■ **WHAT THE TASK ASKS**:
Copy every line of the data in which the word "Describe" occurs.

[Start of section]

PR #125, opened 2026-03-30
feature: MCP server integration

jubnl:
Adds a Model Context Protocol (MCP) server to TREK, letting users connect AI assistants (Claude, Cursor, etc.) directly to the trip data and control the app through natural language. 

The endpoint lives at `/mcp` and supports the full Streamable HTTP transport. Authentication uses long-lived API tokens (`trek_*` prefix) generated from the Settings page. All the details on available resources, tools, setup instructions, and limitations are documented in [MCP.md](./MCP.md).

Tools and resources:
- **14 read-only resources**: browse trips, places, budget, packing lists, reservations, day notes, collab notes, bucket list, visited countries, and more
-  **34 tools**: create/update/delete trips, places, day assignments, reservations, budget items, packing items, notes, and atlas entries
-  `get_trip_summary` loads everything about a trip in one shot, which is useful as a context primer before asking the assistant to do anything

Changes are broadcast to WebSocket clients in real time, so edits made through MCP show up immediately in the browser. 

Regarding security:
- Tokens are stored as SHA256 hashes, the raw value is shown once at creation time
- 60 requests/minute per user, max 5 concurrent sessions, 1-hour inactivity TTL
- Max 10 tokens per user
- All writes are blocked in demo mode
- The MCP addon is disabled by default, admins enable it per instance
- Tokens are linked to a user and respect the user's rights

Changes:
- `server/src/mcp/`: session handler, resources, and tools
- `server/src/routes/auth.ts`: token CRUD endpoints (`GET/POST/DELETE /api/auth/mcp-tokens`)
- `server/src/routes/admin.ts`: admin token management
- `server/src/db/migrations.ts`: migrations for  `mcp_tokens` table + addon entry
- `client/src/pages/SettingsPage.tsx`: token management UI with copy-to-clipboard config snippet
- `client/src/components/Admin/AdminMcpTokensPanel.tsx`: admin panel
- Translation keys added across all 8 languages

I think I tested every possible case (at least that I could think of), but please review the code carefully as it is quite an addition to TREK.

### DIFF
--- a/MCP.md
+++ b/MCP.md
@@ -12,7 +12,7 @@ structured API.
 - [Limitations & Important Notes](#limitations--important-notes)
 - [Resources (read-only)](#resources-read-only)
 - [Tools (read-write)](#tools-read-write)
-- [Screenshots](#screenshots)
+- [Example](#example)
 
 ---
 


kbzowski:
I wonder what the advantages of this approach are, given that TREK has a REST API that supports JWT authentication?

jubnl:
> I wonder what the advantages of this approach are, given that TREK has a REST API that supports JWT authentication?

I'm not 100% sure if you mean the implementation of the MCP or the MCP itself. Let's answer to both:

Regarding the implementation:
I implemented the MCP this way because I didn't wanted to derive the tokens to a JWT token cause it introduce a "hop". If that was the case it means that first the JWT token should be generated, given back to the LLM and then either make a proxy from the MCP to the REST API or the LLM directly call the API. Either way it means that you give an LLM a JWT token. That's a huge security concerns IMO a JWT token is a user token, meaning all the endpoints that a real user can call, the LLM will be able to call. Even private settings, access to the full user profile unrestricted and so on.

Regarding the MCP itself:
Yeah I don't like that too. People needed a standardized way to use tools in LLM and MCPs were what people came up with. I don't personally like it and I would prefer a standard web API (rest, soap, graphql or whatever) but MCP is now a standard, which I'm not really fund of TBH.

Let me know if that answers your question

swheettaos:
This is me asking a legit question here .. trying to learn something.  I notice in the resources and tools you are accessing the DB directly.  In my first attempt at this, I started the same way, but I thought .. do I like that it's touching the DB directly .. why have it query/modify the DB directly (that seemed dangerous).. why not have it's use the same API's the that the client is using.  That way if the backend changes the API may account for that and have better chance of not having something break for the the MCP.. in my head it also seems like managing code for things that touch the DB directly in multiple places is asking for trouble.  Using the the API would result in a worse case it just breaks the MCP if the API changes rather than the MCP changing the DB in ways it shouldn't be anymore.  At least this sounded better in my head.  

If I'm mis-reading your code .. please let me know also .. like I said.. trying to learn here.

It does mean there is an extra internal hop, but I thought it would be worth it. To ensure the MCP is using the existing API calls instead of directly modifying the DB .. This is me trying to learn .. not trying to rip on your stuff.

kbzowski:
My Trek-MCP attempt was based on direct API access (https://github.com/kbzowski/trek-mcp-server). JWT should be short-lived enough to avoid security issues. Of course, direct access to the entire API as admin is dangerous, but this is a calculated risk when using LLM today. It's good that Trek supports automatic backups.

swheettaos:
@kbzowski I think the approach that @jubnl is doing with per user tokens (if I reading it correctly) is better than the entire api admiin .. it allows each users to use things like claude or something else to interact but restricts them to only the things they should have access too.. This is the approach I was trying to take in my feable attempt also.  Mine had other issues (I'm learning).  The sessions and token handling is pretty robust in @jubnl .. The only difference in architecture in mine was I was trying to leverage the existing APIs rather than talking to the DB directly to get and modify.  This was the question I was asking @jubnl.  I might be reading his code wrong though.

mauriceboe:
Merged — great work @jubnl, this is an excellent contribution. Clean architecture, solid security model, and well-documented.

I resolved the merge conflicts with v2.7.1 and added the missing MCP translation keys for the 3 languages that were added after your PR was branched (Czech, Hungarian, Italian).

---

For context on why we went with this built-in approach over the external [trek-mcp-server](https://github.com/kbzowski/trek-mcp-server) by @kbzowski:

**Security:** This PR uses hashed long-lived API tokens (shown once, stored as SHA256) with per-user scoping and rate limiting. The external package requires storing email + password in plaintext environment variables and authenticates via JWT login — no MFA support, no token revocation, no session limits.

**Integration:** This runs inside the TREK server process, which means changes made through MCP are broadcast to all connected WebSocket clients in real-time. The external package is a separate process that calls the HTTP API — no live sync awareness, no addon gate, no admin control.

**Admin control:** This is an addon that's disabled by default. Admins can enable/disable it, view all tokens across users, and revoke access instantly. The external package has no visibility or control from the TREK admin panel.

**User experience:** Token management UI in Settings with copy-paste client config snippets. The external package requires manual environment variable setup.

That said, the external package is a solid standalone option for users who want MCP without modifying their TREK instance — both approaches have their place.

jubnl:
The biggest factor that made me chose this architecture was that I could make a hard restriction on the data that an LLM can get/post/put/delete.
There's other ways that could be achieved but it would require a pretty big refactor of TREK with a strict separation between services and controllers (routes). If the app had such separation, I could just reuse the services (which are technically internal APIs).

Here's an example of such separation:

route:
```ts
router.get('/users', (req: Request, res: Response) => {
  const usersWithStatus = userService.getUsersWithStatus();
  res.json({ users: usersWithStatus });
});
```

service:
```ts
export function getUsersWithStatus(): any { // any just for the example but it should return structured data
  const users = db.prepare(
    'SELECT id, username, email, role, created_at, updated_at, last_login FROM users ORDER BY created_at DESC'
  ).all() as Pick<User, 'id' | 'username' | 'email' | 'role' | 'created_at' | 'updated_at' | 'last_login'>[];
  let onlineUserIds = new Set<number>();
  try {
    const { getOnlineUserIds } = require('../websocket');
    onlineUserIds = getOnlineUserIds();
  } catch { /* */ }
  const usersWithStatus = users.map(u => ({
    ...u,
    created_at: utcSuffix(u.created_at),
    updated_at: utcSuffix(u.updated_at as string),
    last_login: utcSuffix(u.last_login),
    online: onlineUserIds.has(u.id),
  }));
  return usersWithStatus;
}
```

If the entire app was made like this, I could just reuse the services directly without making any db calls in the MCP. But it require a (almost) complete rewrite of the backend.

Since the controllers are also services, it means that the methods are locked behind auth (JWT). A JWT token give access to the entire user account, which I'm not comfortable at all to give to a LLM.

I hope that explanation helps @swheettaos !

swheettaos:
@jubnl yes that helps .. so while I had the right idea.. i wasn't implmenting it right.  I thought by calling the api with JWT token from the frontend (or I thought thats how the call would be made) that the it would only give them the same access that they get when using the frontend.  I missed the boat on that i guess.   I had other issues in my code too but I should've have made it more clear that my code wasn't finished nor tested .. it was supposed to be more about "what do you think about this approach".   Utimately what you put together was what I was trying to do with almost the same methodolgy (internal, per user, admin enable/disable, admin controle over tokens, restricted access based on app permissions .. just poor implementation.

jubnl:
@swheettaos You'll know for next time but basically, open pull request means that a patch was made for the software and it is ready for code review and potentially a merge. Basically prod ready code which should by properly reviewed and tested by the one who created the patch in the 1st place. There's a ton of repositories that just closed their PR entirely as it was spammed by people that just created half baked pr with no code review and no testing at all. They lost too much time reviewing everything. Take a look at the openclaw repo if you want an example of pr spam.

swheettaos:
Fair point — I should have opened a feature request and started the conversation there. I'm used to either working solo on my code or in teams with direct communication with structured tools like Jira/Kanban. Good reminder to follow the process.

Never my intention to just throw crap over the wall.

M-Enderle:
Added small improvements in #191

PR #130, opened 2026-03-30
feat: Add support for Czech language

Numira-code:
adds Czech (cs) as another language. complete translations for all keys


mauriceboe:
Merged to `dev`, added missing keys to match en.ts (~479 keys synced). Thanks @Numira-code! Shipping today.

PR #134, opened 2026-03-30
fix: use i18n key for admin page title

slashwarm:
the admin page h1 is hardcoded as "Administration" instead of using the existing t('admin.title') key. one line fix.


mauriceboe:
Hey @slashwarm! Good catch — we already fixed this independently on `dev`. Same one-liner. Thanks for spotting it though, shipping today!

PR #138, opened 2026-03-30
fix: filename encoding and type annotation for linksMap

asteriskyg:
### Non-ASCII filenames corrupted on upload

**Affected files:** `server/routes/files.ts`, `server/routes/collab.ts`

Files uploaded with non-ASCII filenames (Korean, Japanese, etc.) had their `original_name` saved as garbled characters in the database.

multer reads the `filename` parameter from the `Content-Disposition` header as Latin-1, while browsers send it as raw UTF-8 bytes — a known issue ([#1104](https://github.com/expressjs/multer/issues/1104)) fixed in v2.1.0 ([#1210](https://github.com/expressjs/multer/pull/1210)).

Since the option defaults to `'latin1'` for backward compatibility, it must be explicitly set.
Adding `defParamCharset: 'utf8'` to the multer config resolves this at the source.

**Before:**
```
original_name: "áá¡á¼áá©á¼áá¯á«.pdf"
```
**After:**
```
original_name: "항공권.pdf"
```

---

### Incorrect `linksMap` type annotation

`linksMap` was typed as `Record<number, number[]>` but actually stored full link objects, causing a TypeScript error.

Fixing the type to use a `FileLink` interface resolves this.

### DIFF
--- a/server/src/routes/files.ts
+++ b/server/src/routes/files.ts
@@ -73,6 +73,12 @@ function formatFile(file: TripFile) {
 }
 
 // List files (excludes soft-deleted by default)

[End of section]
[Start of section]

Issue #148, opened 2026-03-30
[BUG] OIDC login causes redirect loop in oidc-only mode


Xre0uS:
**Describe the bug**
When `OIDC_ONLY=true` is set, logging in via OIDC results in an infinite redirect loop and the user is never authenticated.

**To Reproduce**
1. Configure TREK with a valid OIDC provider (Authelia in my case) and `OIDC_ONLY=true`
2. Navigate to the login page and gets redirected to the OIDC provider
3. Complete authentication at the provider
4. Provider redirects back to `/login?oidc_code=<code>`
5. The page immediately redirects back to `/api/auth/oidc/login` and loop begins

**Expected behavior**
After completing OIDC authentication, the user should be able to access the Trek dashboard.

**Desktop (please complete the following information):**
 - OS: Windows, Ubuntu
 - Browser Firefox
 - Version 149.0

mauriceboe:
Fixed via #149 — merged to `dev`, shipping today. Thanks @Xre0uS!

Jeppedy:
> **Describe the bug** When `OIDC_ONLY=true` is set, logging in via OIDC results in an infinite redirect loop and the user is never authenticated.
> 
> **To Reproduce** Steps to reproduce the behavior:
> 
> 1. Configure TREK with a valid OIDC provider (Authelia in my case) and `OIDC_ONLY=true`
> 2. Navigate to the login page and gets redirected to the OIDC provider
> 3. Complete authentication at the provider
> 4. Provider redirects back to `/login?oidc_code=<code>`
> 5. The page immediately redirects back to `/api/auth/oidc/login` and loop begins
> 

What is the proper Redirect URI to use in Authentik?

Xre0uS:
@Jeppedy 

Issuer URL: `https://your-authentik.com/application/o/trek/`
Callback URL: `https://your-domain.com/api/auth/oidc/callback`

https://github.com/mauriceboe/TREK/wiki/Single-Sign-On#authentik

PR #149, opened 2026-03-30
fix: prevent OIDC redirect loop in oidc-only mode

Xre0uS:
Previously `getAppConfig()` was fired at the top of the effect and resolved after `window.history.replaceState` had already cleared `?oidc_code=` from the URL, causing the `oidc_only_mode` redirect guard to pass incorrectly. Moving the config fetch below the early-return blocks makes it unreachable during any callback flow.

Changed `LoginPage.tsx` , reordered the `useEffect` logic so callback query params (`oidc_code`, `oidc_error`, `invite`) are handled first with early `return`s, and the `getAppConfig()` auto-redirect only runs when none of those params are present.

[End of section]

■ **RESPONSE BOX**:
**Describe the bug**
> **Describe the bug** When `OIDC_ONLY=true` is set, logging in via OIDC results in an infinite redirect loop and the user is never authenticated.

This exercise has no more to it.